Start of Dataset records

PR #228, opened 2014-06-27
Allow comparison of TZ and non-TZ timestamps in sitemap plugin

bsidhom:
Date comparisons now allow mixed TZ/non-TZ datetime objects. Previously, if an article, etc., had a date with a time zone but no modification time, a comparison between the date and datetime.min (which has no zone information) caused a crash.

This works well as a short-term fix, but it is preferable to fix the issue within pelican itself. Unzoned date information should be automatically given the time zone from the site configuration.

### DIFF
--- a/sitemap/sitemap.py
+++ b/sitemap/sitemap.py
@@ -52,6 +52,16 @@ def format_date(date):
         tz = "-00:00"
     return date.strftime("%Y-%m-%dT%H:%M:%S") + tz
 
+def date_max(a, b):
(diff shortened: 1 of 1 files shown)


kdeldycke:
Timezone management has been improved and refactored at: https://github.com/pelican-plugins/sitemap/pull/3

This PR is a duplicate and can be safely closed since its bug fix has been moved to the new repository.

justinmayer:
Thanks, Kevin!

End of Dataset records

* Task item: Retype the data. Keep every word as it stands.

* The answer:
PR #228, opened 2014-06-27
Allow comparison of TZ and non-TZ timestamps in sitemap plugin

bsidhom:
Date comparisons now allow mixed TZ/non-TZ datetime objects. Previously, if an article, etc., had a date with a time zone but no modification time, a comparison between the date and datetime.min (which has no zone information) caused a crash.

This works well as a short-term fix, but it is preferable to fix the issue within pelican itself. Unzoned date information should be automatically given the time zone from the site configuration.

### DIFF
--- a/sitemap/sitemap.py
+++ b/sitemap/sitemap.py
@@ -52,6 +52,16 @@ def format_date(date):
         tz = "-00:00"
     return date.strftime("%Y-%m-%dT%H:%M:%S") + tz
 
+def date_max(a, b):
(diff shortened: 1 of 1 files shown)


kdeldycke:
Timezone management has been improved and refactored at: https://github.com/pelican-plugins/sitemap/pull/3

This PR is a duplicate and can be safely closed since its bug fix has been moved to the new repository.

justinmayer:
Thanks, Kevin!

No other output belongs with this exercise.